3.  `WebExtractor` determines if it's a new URL or chat.
4.  If new URL:
    *   `PlaywrightScraper.fetch_content` is called.
    *   Content is preprocessed and cached.
    *   LLM is called with context to answer query or extract data.

## 3. Scrapling Integration Analysis
The `Scrapling` folder contains a new, sophisticated scraping library.

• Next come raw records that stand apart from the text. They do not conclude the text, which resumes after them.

PR #798, opened 2026-07-16
test(cli): restore C# fixtures before Roslyn analysis

### LINKED ISSUE #795: C# CLI e2e fixture is not restored before Roslyn project analysis

yahiaelmasry:
## Summary

- restore each temporary C# CLI fixture before project-aware Roslyn analysis
- prevent the generic C# fixture copy from inheriting stale `bin` or `obj` artifacts
- allow C# fixture setup enough time for a real solution restore

## Root cause

The CLI end-to-end tests copied C# solutions into temporary repositories and analyzed them without restoring the copied projects. Roslyn correctly rejected the clean projects because their framework reference sets were unavailable. The generic suite could appear to pass when another test had already restored the shared source fixture and left ignored build artifacts behind.

Each C# case now owns its setup: it excludes generated artifacts, restores only its temporary solution, and starts analysis after restore succeeds. Production Roslyn behavior is unchanged.

## Validation

- full workspace build: 19/19 tasks passed
- Roslyn host Release build: succeeded with 0 errors
- dedicated C# CLI end-to-end test: passed independently
- generic C# CLI end-to-end case: passed independently
- relevant CLI suite: 9/9 tests passed
- shared C# source fixture remained free of generated `bin` and `obj` directories
- `git diff --check`

Closes #795

### DIFF
--- a/tests/cli/analyze-csharp.test.ts
+++ b/tests/cli/analyze-csharp.test.ts
@@ -2,7 +2,7 @@ import { describe, it, expect, beforeAll, afterAll, vi } from 'vitest';
 import fs from 'node:fs';
 import os from 'node:os';
 import path from 'node:path';
-import { execSync } from 'node:child_process';
+import { execFileSync, execSync } from 'node:child_process';
 import { fileURLToPath } from 'node:url';
 
 // Same socket stub as analyze.test.ts — emits require a live socket server.
@@ -67,11 +67,16 @@ describe('CLI analyze pipeline (e2e, C#)', () => {
     execSync('git init -q -b main', { cwd: workDir, env });
     execSync('git add -A', { cwd: workDir, env });
     execSync('git -c commit.gpgsign=false commit -q -m init', { cwd: workDir, env });
+    execFileSync('dotnet', ['restore', 'SampleCsharpProject.sln'], {
+      cwd: workDir,
+      env,
+      encoding: 'utf8',
+    });
 
     project = await registerProject(workDir);
     await updateProjectConfig(workDir, { enableLlmRules: false });
     clearLatestCache();
-  }, 30_000);
+  }, 300_000);
 
   afterAll(async () => {
     if (project) await unregisterProject(project.slug);
--- a/tests/cli/analyze.test.ts
+++ b/tests/cli/analyze.test.ts
@@ -2,7 +2,7 @@ import { describe, it, expect, beforeAll, afterAll, vi } from 'vitest';
 import fs from 'node:fs';
 import os from 'node:os';
 import path from 'node:path';
-import { execSync } from 'node:child_process';
+import { execFileSync, execSync } from 'node:child_process';
 import { fileURLToPath } from 'node:url';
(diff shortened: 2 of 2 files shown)


DoilLee2222:
Reviewed the diff — the approach is correct and well-scoped. Thanks for the clean fix. ✅

**What it gets right**
- Both copied-fixture e2e cases (`analyze-csharp.test.ts` and the C# case in `analyze.test.ts`) now restore *their own* temporary solution before project-aware analysis, so neither depends on another test's restore artifacts or on execution order.
- The generic suite is handled correctly per-language: restore + `bin`/`obj` exclusion are gated on `c.lang === 'C#'`, and the `skipDotnetBuildArtifacts` flag is threaded through the recursion.
- Restore runs *after* the git commit, so the regenerated `obj/` stays untracked (and it's ignored by analysis via the C# `**/obj/` pattern anyway) — no build artifacts get committed.
- Using `execFileSync(..., { encoding: 'utf8' })` (rather than `stdio: 'ignore'`) means a failed restore throws with its diagnostic captured, so setup fails hard with a real error instead of letting analysis proceed on an unrestored project.
- Timeout bump to 300s matches the existing project-mode restore convention.

**CI status (not a code issue)**
- The `Tests` workflow is currently `action_required` — this is the standard gate for a first-time-contributor fork PR and needs a maintainer to click **Approve and run** before the real suite (incl. the C# e2e tests with the Roslyn host + `dotnet restore`) executes. That green run is the check that actually matters here.
- The failing **Vercel** check is `Authorization required to deploy` — a deploy-preview auth gate for fork PRs, unrelated to correctness. Since this PR only touches `tests/cli/*.ts` (nothing under `apps/landing` or the dashboard), the preview is irrelevant and can be ignored for merge.

Once the approved `Tests` run is green, this looks good to merge.

---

Integrating it will enhance CyberScraper-2077 by providing:

*   **Adaptive Parsing:** Robustness against layout changes.
*   **Advanced Fetching:** `StealthyFetcher` and `DynamicFetcher` (wrapping Playwright) for better evasion.
*   **Spider Framework:** A Scrapy-like `Spider` class for efficient, concurrent, and persistent crawling of multiple pages.

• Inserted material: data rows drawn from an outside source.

Issue #791, opened 2026-07-15
`analyze`: no resume / partial re-run — a rate-limit near the end forces a full ~2.8M-token re-run


yahiaelmasry:
## Environment

- **truecourse**: 0.7.2
- **OS**: macOS (Darwin)
- **Node**: v24.15.0
- **LLM provider**: claude-code (default), `maxConcurrency: 10`
- **Project**: ~432 files; pre-flight estimate **2,805,898 tokens across 20 tiers**

## Summary

`truecourse analyze` runs every LLM tier in one pass. If the provider hits a **session rate limit (HTTP 429)** partway through — which is easy on a multi-million-token run — the tiers that hadn’t finished simply fail, yet the analysis is still saved as `status: "completed"`. There is no way to resume or to re-run only the failed tiers, so recovering the missing pieces means paying the **entire ~2.8M-token cost again**.

## What happened

Near the end of an otherwise-successful run, the claude-code provider began returning:

```
api_error_status: 429  "You've hit your session limit · resets 6:40pm"
```

The tiers still in flight at that moment all failed:

```
[WARN] [LLM] database-schema: failed in 1336287ms — claude exited with code 1: ... 429
[INFO] [CLI Violations] service call failed: ... 429
[INFO] [CLI Violations] module call failed: ... 429
```

Two issues compounded it:

1. **~22 minutes were spent retrying against a hard session limit** (`failed in 1336287ms`). Retries can’t succeed until the session window resets, so the backoff should account for the reset time rather than burning attempts.
2. The run was still recorded as `status: "completed"`, and the dashboard shows the partial result (e.g. “Database checks — Schema LLM failed”) with **no affordance to retry just that tier**. The only documented recovery is `truecourse analyze` again — a full re-run.

## Impact

- A transient rate-limit in the last few percent of a run discards that work and forces a full, expensive re-analysis.
- Deterministic results were persisted fine; only a handful of LLM calls failed — but there’s no way to target just them.

## Suggestions (any one of these would help)

- **Checkpoint + resume**: persist per-tier/per-batch completion; on the next `analyze`, skip tiers already completed for the same commit and only run what’s missing. A `--resume` flag would be ideal.
- **Targeted re-run**: `--only <domain>` (e.g. `--only database`) and/or `--retry-failed` to re-run just the tiers marked failed in the last analysis.
[...]

PR #800, opened 2026-07-16
fix(analyzer): reconcile EF Core schemas across files (+ collection-only relations & enum columns)

### LINKED ISSUE #790: C# / EF Core: every table is emitted twice (entity-class name vs. `DbSet` name), which drops all relationships from the diagram

DoilLee2222:
## Summary

Fixes the EF Core schema duplication reported in #790, and closes two remaining gaps that still left standard EF diagrams incomplete.

This branch builds on @yahiaelmasry's #796 (cherry-picked, attribution preserved) and adds two follow-up fixes on top.

## Included from #796

- Reconcile `DbContext`, entity, navigation, and fluent-configuration evidence **across files** → one canonical table per entity (`ToTable` > `[Table]` > `DbSet` > convention).
- Resolve foreign keys through navigation types instead of guessing from `*Id` names; ignore private repository `DbSet` fields; associate `AddDbContext<T>(UseX)` providers per context.

## Added here

1. **Collection-only 1:N relations are now drawn.** FK resolution previously required a reference navigation on the dependent side, so the common parent-child shape — the principal owns the only navigation as a collection (`Order.Lines`), the dependent carries a bare `OrderId` — was left unlinked. We now resolve `<X>Id` to a modeled, **bound** entity named `X` (EF's `<PrincipalType>Id` convention). Restricted to real entities, so unrelated scalars like `owner_id` with no `Owner` entity stay unlinked rather than guessed.
2. **Enum columns are kept.** Enum-typed properties (PascalCase, non-BCL) were classified as navigations and dropped. We collect `enum` declarations across the service and reclassify those properties as scalar columns.

## Behavior, before → after (split context/entity, enum col, collection nav)

```
before  Orders: [id, customer_id, total_cents]                 relations: []
after   Orders: [id, customer_id, status, total_cents]         relations: [OrderLines→Orders (order_id)]
```

`customer_id` (no `Customer` entity) correctly stays unlinked — no invented endpoint.

## Validation

- `efcore-parser.test.ts` — 26 passed (23 from #796 + 3 new: collection-only edge, no-invented-target safety, enum-column presence)
- `csharp-graph-snapshot.test.ts` — 6 passed (no regression)
- full `tests/analyzer` suite green; `tsc --noEmit` and analyzer build clean

## Scope

EF schema only. The C# CLI e2e restore (#795) and analyze resume (#791) are tracked separately and intentionally untouched here.

Closes #790

---
_Generated by [Claude Code](https://claude.ai/code/session_0126DEjHGe2CKXv1eE2PVT9b)_

### DIFF
--- a/packages/analyzer/src/database-detector.ts
+++ b/packages/analyzer/src/database-detector.ts
@@ -183,12 +183,27 @@ export function detectDatabases(
       }
     }
 
+    // Last-resort provider for a model the parser could not type (no inline
+    // OnConfiguring, no AddDbContext hint, and its own scope had no provider
+    // package — e.g. a DbContext in a class library outside every service).
+    // Only fall back when the whole repo names exactly one EF provider, so an
+    // ambiguous multi-provider repo still drops the untyped schema.
+    const efProviderTypes = [
+      ...new Set(
+        detections
+          .filter((detection) => detection.driver.startsWith('efcore-'))
+          .map((detection) => detection.type),
+      ),
+    ]
+
     for (const result of parseEfCoreProject(efFiles)) {
-      if (result.dbType === null) continue
-      const existing = schemaResults.get(result.dbType) || { tables: [], relations: [] }
+      const dbType =
+        result.dbType ?? (efProviderTypes.length === 1 ? efProviderTypes[0]! : null)
+      if (dbType === null) continue
+      const existing = schemaResults.get(dbType) || { tables: [], relations: [] }
       existing.tables.push(...result.tables)
       existing.relations.push(...result.relations)
-      schemaResults.set(result.dbType, existing)
+      schemaResults.set(dbType, existing)
     }
   }
 
--- a/packages/analyzer/src/database-detector.ts
+++ b/packages/analyzer/src/database-detector.ts
@@ -15,6 +15,9 @@ interface DetectedDatabase {
   connectionEnvVar?: string
 }
 
+/** Model scope for C# files that belong to no detected service. */
+const ROOT_MODEL_SCOPE = '__root__'
+
 /**
  * Detect databases used in the codebase by scanning imports, schema files,
  * and Docker Compose configuration.
@@ -135,22 +138,28 @@ export function detectDatabases(
     for (const service of services) {
       for (const filePath of service.files) serviceByFile.set(filePath, service)
     }
+    // The model scope of a C# file: its detected service, or the shared root
+    // bucket for files owned by none. EF entities and their DbContext commonly
+    // live in class libraries (ApplicationCore/Infrastructure) that are not
+    // detected services, so both fall here and must reconcile as one model.
+    // Both loops below derive scope through this single helper so a file can
+    // never register under one name yet be collected under another.
+    const serviceNameOf = (analysis: FileAnalysis): string =>
+      serviceByFile.get(analysis.filePath)?.name ?? ROOT_MODEL_SCOPE
+
     const efServiceNames = new Set(
       detections
         .filter((detection) => detection.driver.startsWith('efcore-'))
         .map((detection) => detection.serviceName),
     )
     for (const analysis of analyses) {
-      if (!efParser.matchesImport(analysis)) continue
-      const service = serviceByFile.get(analysis.filePath)
-      if (service) efServiceNames.add(service.name)
+      if (efParser.matchesImport(analysis)) efServiceNames.add(serviceNameOf(analysis))
     }
 
     for (const analysis of analyses) {
       if (analysis.language !== 'csharp') continue
 
-      const service = serviceByFile.get(analysis.filePath)
-      const serviceName = service?.name ?? '__root__'
+      const serviceName = serviceNameOf(analysis)
       const hasEfEvidence = efParser.matchesImport(analysis)
       if (!hasEfEvidence && !efServiceNames.has(serviceName)) continue
 
--- a/packages/analyzer/src/database-detector.ts
+++ b/packages/analyzer/src/database-detector.ts
@@ -3,7 +3,8 @@ import { join, resolve } from 'path'
 import type { FileAnalysis, DatabaseType, DatabaseInfo, DatabaseConnectionInfo, DatabaseDetectionResult, TableInfo, RelationInfo } from '@truecourse/shared'
 import { DATABASE_IMPORT_MAP, DOCKER_IMAGE_MAP } from './patterns/database-patterns.js'
 import { parsePrismaSchema } from './schema-parsers/prisma.js'
-import { SCHEMA_PARSERS } from './schema-parsers/registry.js'
+import { parseEfCoreProject, type EfCoreProjectFile } from './schema-parsers/efcore.js'
+import { EF_CORE_SCHEMA_PARSER, SCHEMA_PARSERS } from './schema-parsers/registry.js'
 import { readAllDependencies } from './service-detectors/registry.js'
 import type { Service } from './service-detector.js'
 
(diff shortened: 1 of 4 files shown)


spiderhands (changes requested):
Overall this is in good shape — the cross-file reconciliation works, the two additions on top of #796 (collection-only 1:N relations, enum columns) are correct and well-tested, and attribution to #796 is preserved properly. One blocking issue before merge:

**C# 12 primary-constructor DbContexts produce an empty schema.**

The .NET 8+ template default shape is not recognized as a context:

```csharp
public class AppDbContext(DbContextOptions<AppDbContext> options) : DbContext(options)
{
    public DbSet<Article> Articles { get; set; }
}
```

`extractBaseTypes` yields the base entry `DbContext(options)`, and `simpleTypeName()` strips generic arguments but not the constructor argument list, so the `=== 'DbContext'` check in `parseProjectFile` never matches. The class falls through as an entity, no context is found, and `parseEfCoreProject` returns `[]` — zero tables. This is a regression vs `main`, where the old parser at least emitted a name-only `Articles` stub table for the same input.

Suggested fix: strip a trailing `(...)` argument list when normalizing base-type references (e.g. in `normalizeNamedTypeReference`), which also covers the indirect-inheritance path (`: BaseContext(options)`) since it uses the same normalization.

Please add this regression test to `tests/analyzer/efcore-parser.test.ts` — it fails on the current branch:

```ts
it('recognizes a primary-constructor DbContext (.NET 8 template style)', () => {
  const result = parseEfCoreSchema(`
    using Microsoft.EntityFrameworkCore;
    namespace Publishing;

    public class AppDbContext(DbContextOptions<AppDbContext> options) : DbContext(options)
    {
      public DbSet<Article> Articles { get; set; }
    }

    public class Article { public Guid Id { get; set; } }
  `)

  expect(result.tables.map((t) => t.name)).toEqual(['Articles'])
})
```

One housekeeping ask: please remove the `Generated by Claude Code (claude.ai/code/session…)` line from the PR description — session links don't belong in PR bodies per repo policy.

spiderhands:
Tested this branch against [eShopOnWeb](https://github.com/dotnet-architecture/eShopOnWeb) (commit `d46afba`) and the reconciliation doesn't take effect there — every table still comes back with 0 columns and no relations are drawn.

The cause is upstream of this PR, in `database-detector.ts`: files that belong to no detected service land in a `'__root__'` bucket that never registers as an EF service, so they're filtered out before the parser runs. eShopOnWeb keeps its entity POCOs in an `ApplicationCore` class library with the EF configuration in a separate `Infrastructure` project — neither is a detected service, and the POCOs import no EF namespace of their own, so they get dropped. Those POCOs are what carry the properties that become columns.

So the parser work in this PR looks correct; the property-bearing files just never reach it. Letting the `'__root__'` bucket register as an EF service recovers all seven tables' columns plus three FK relations — including the collection-only case this PR adds.

Worth noting this isn't specific to eShopOnWeb: entities in a domain library with EF config in a separate infrastructure project is standard Clean Architecture layout, so any repo following it would hit the same gate.

packages/analyzer/src/database-detector.ts
```diff
@@ -123,9 +124,69 @@ export function detectDatabases(
...
+    }
+    const efServiceNames = new Set(
+      detections
+        .filter((detection) => detection.driver.startsWith('efcore-'))
+        .map((detection) => detection.serviceName),
+    )
+    for (const analysis of analyses) {
+      if (!efParser.matchesImport(analysis)) continue
+      const service = serviceByFile.get(analysis.filePath)
+      if (service) efServiceNames.add(service.name)
```
spiderhands: Files that belong to no detected service fall into the `'__root__'` bucket below, but this `if (service)` guard means `'__root__'` never registers as an EF service — so the gate on line 152 filters those files out before the parser sees them.

This bites on Clean Architecture layouts where entity POCOs live in a domain library that isn't a detected service and imports no EF namespace of its own. Those POCOs carry the properties that become columns, so tables come back column-less.

```suggestion
      efServiceNames.add(service?.name ?? '__root__')
```

DoilLee2222:
Great catch — fixed in `b5e61ae`.

Root cause was exactly as you described: a file's model scope was computed two ways that disagreed. The collection loop mapped service-less files to `__root__`, but the registration loop skipped files with no service, so `__root__` never became an EF service and the property-bearing POCOs were dropped before the parser ran. Both loops now derive scope through one helper, so files owned by no detected service reconcile as one root-scoped model.

Verified on a Clean Architecture layout (entities in `ApplicationCore`, context in `Infrastructure`, provider pkg in `Web`): recovers the columns and the FK relation instead of empty stubs. Added a detector regression test for it. Thanks for testing against eShopOnWeb 🙏

---

spiderhands (approved):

### Key Integration Points
*   **Replacement/Augmentation of `PlaywrightScraper`:**
    *   `Scrapling`'s `StealthyFetcher` can replace the manual `patchright` setup in `PlaywrightScraper`.
    *   `Scrapling`'s `Spider` can replace the manual `scrape_multiple_pages` loop, offering better concurrency and state management.
*   **Dependencies:**
    *   `Scrapling` requires `playwright` (implied by imports in `Scrapling/scrapling/engines/_browsers/_controllers.py`).
    *   Current repo uses `patchright`. Integration must ensure `Scrapling` works with the installed environment. `Scrapling`'s `pyproject.toml` lists both `playwright` and `patchright` in optional dependencies, but the code imports `playwright`. I will need to ensure `playwright` is installed or alias it if `patchright` is to be used exclusively (though `patchright` module name is different).
*   **Async Compatibility:**
    *   `Scrapling` supports async fetchers and spiders, compatible with `WebExtractor`'s async nature.

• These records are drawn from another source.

PR #815, opened 2026-07-17
fix(llm): stop analysis on Claude session limits

yahiaelmasry:
## Summary

- recognize definite Claude session-limit responses across direct CLI, installed, streaming, and agent-mailbox transports while preserving retries and diagnostics for generic 429 responses
- open a provider-wide circuit on the first definite limit so queued calls and retries from already-admitted peers do not make unnecessary external requests
- surface the reset hint immediately through the existing analysis tracker, including that queued work stopped while active calls finish
- propagate the terminal failure through LLM aggregation so the interrupted run does not update `LATEST.json`, history, or the canonical analysis chain

## Root cause

Claude reports an exhausted session with an error result whose API status is 429. Depending on the transport, that result can arrive as a native error envelope or the installed CLI wrapper `claude API error (api 429): ...`. The provider previously treated the wrapped response like every other process/parse failure and retried it, while streaming and agent-mailbox adapters could replace or generically wrap the native envelope before it reached the provider.

Concurrent calls were already queued behind the provider limiter, and several `Promise.allSettled()` aggregation points logged and omitted rejected LLM work. That combination could keep spending attempts after the session was unavailable and then persist an incomplete run as completed.

This change matches the structural error fields or the exact wrapped Claude API-429 shape together with the session-limit phrase, extracts the variable reset hint, and leaves a bare/generic 429 on the existing bounded-retry path. Cancellation remains a separate, higher-priority path.

## Scope and tradeoff

This is the first damage-containment slice for #791, not the complete fix, and it must not close the issue.

The interrupted run is deliberately not written into `LATEST.json` or the completed-analysis chain. Successful LLM calls from that interrupted run are not reusable yet, so rerunning can spend those tokens again. This PR limits additional waste after a definite session-limit response and protects the last completed baseline; it does not claim token preservation or resumability.

The complete design distinguishes the **latest attempted run** from the **latest completed analysis**. This PR protects only the latter: a blocked attempt cannot replace the trustworthy completed findings baseline. Later slices will store the attempted run in a separate durable journal with explicit `running`, `blocked`, `failed`, `finalizing`, and `completed` states; expose completed/pending/failed counts, reset time, and Resume through the CLI/dashboard/API; and atomically promote that run to the completed baseline only after its full certified plan succeeds. It will not be implemented by adding `status: "incomplete"` to the current canonical `LATEST.json`; an envelope redesign would require a migration of every reader.

Checkpoints are not being rushed into this slice because current LLM outputs can contain analysis graph IDs that change between runs. Saving and replaying those resolved outputs without stable work identity and semantic fingerprints could attach findings to the wrong nodes or falsely resolve findings.

Required follow-up contributions in the same #791 plan will:

- assign every LLM work unit a stable identity and sufficient input fingerprint
- durably store each successful result in a separate run journal outside `LATEST.json` and the canonical chain
- validate repository content, baseline, rules, configuration, prompts/schemas, provider, and model before reuse
- resume only pending or failed work and preserve usage accounting without double-counting reused results
- finalize `LATEST.json` only after the complete work plan succeeds, or report mixed success/failure and explicitly ask whether to bypass the integrity gate and save anyway
- allow interrupted runs to resume and/or restart their interrupted provider sessions after the reported limit reset

## Validation

- focused provider, shared/agent transport, and production analysis-integrity matrix — 5 files and 52/52 tests passed
- `dotnet build -c Release tools/csharp-roslyn-host` — succeeded with 0 errors; two NU1900 warnings because the NuGet vulnerability feed was unavailable
- `git diff --check`
- fresh independent spec and standards audits — no P0-P3 findings

The focused tests cover the observed Claude response variants, native and exact installed-wrapper forms, exit-code 0 and nonzero streaming envelopes, structured and nullable mailbox responses, generic-429 retries and existing generic diagnostics, queued and already-admitted circuit behavior, cancellation precedence, circuit reset/one-shot notification, visible reset communication, and isolated service/code/database failures with unchanged canonical files.

One full-suite run was attempted after the required builds but did not pass in this restricted environment. Its visible failures were dominated by sandbox-denied socket listeners and home-directory writes, fixture URL paths under a checkout path containing spaces, unavailable experimental Node `localStorage`, the known unrestored .NET fixture, and production-test hook timeouts under the large concurrent run. The same production integrity file passed 3/3 in isolation and in the combined focused matrix above. CI remains the authoritative broad-suite run.

Part of #791

### DIFF
--- a/packages/core/src/commands/analyze-in-process.ts
+++ b/packages/core/src/commands/analyze-in-process.ts
@@ -15,6 +15,10 @@ import { persistFullAnalysis, type PersistFullResult } from './analyze-persist.j
 import { config } from '../config/index.js';
 import { log } from '../lib/logger.js';
 import {
+  isLlmSessionLimitError,
+  LlmSessionLimitError,
+} from '@truecourse/shared/llm';
+import {
   bucketDuration,
   bucketFileCount,
   detectLanguages,
@@ -60,6 +64,14 @@ export interface AnalyzeInProcessOptions {
 
 export type AnalyzeInProcessResult = PersistFullResult;
 
+export class AnalysisSessionLimitError extends LlmSessionLimitError {
+  constructor(error: LlmSessionLimitError) {
+    super(error.resetHint);
+    this.name = 'AnalysisSessionLimitError';
+    this.message = `${this.message} The interrupted run was not saved, so LATEST.json was not updated and any previous completed analysis remains unchanged. Successful LLM calls from this interrupted run cannot be resumed yet and may be repeated when you rerun.`;
+  }
+}
+
 export async function analyzeInProcess(
   project: RegistryEntry,
   options: AnalyzeInProcessOptions = {},
@@ -68,7 +80,13 @@ export async function analyzeInProcess(
   log.info(
     `[LLM] Provider: claude-code, model: ${config.claudeCodeModel || 'default'}, maxConcurrency: ${config.claudeCodeMaxConcurrency}`,
   );
-  const core = await analyzeCore(project, { ...options, mode: 'full' });
+  let core: Awaited<ReturnType<typeof analyzeCore>>;
+  try {
+    core = await analyzeCore(project, { ...options, mode: 'full' });
+  } catch (error) {
+    if (isLlmSessionLimitError(error)) throw new AnalysisSessionLimitError(error);
+    throw error;
+  }
   const result = await persistFullAnalysis(project, core, startedAt);
 
   if (options.source) {
--- a/packages/core/src/services/llm/cli-provider.ts
+++ b/packages/core/src/services/llm/cli-provider.ts
@@ -10,7 +10,12 @@ import { registerChildProcess, unregisterChildProcess } from '../analysis-regist
 import { zodToJsonSchema } from 'zod-to-json-schema';
 import type { ZodType } from 'zod';
 import type { Violation } from '@truecourse/shared';
-import type { LlmTransport } from '@truecourse/shared/llm';
+import {
+  isLlmSessionLimitError,
+  parseLlmSessionLimitError,
+  type LlmSessionLimitError,
+  type LlmTransport,
+} from '@truecourse/shared/llm';
 import { config } from '../../config/index.js';
 import {
   getPrompt,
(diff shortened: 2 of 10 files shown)


DoilLee2222 (commented):
## Independent verification ✅

I checked out this PR's head (`5702c28`) into a clean worktree, installed with a frozen lockfile, and ran the build, lint, the new session-limit tests, and the closest existing regression tests. Everything I ran passed.

### Results

| Check | Command | Result |
| --- | --- | --- |
| Build | `pnpm build` | ✅ 19/19 tasks |
| Lint | `pnpm lint` | ✅ 14/14 tasks |
| New session-limit tests (4 files) | `vitest run` | ✅ 50/50 |
| Related regression tests (4 files) | `vitest run` | ✅ 25/25 |

**Total: 75 tests, all green**, on top of a clean build and lint. This matches the build (19/19) and lint (14/14) numbers reported in the PR description.

### New tests exercised

- `tests/shared/llm-transport.test.ts` — 37 tests
- `tests/core/cli-provider-session-limit-circuit.test.ts` — 6 tests
- `tests/core/cli-provider-session-limit.test.ts` — 4 tests
- `tests/core/analyze-session-limit-integrity.test.ts` — 3 tests

The behaviors that matter for this change are all directly asserted and passing:

- **Definite vs. generic 429 are distinguished.** A wrapped `claude API error (api 429): You've hit your session limit …` stops after a single attempt, while a generic `429 Rate limited` still follows the bounded-retry path (3 attempts). No over-broad matching.
- **Provider-wide circuit works.** Once one admitted call hits the limit, queued calls are not started and already-admitted peers do not retry after the circuit opens.
- **Baseline integrity holds.** When the limit is hit at `analyze.service`, `analyze.code`, or `analyze.database`, `LATEST.json` and `history.json` are byte-for-byte unchanged (verified via sha256 in the test) and the terminal error carries the `LLM_SESSION_LIMIT` code plus the reset hint.
- **Cancellation stays separate** and takes precedence over the circuit; **the circuit resets** on a new `setAnalysisId`.

### Regression tests exercised (no breakage)

`tests/core/cli-provider.test.ts`, `cli-provider-concurrency.test.ts`, `llm-agent-transport.test.ts`, `violation-lifecycle.test.ts` — 25/25 passing, so the transport/provider refactor did not disturb existing behavior.

### Scope note

I did **not** run the full suite. This repo's complete suite has environment-dependent failures unrelated to this PR (sandboxed socket listeners, the build-required C# Roslyn host, etc.) — the same limitation already documented under *Validation*. I deliberately scoped verification to the changed code and its immediate neighbors; CI remains the authoritative broad-suite run.

### Conclusion

Within the verified scope, the change does exactly what it claims: it recognizes a definite Claude session limit across transports, opens the circuit to stop wasted calls, surfaces the reset hint, and protects the last completed baseline from being overwritten by an interrupted run. The PR is also appropriately honest that this is the first damage-containment slice of #791 — it stops the bleeding (retries + baseline corruption) but does **not** yet add resumability or token preservation, which correctly remain follow-up work. No blocking issues found.


---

## 4. Proposed Integration Plan

1.  **Dependency Management:**
    *   Install `Scrapling` in editable mode (`pip install -e Scrapling[fetchers]`).
    *   Ensure compatible versions of `playwright`/`patchright`.
2.  **Adapter Implementation (`src/scrapers/scrapling_adapter.py`):**
    *   Create a `ScraplingAdapter` class implementing the interface expected by `WebExtractor` (matching `PlaywrightScraper`'s `fetch_content` signature).
    *   Implement `fetch_content` to use:
        *   `StealthyFetcher` (or `DynamicFetcher`) for single URLs.
        *   A dynamic `Spider` subclass for multi-page/crawl tasks.
3.  **WebExtractor Update:**
    *   Modify `src/web_extractor.py` to instantiate `ScraplingAdapter` instead of `PlaywrightScraper`.
    *   Map existing config (headless, proxy) to `Scrapling` configuration.
4.  **Verification:**
    *   Test single page extraction.
    *   Test multi-page crawling.

## 5. Potential Issues & Risks
*   **Dependency Conflict:** `Scrapling` might pull a different version of `playwright` or `patchright`.
*   **Browser Management:** `Scrapling` manages its own browser instances. I need to ensure it plays nicely with Streamlit's lifecycle (though `WebExtractor` creates a new scraper instance).